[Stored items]
++++++

PR #197, opened 2026-04-29
Revert "Add option to disable WatchList feature"

rohitsuse:
Reverts rancher/lasso#186

Issue : https://github.com/rancher/rancher/issues/53703

### DIFF
--- a/pkg/cache/cache.go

++++++

### WHAT YOU HAVE TO DO
Your answer should be an exact transcription of the data above.

### RESULT OF THE EXERCISE
PR #197, opened 2026-04-29
Revert "Add option to disable WatchList feature"

rohitsuse:
Reverts rancher/lasso#186

Issue : https://github.com/rancher/rancher/issues/53703

### DIFF
--- a/pkg/cache/cache.go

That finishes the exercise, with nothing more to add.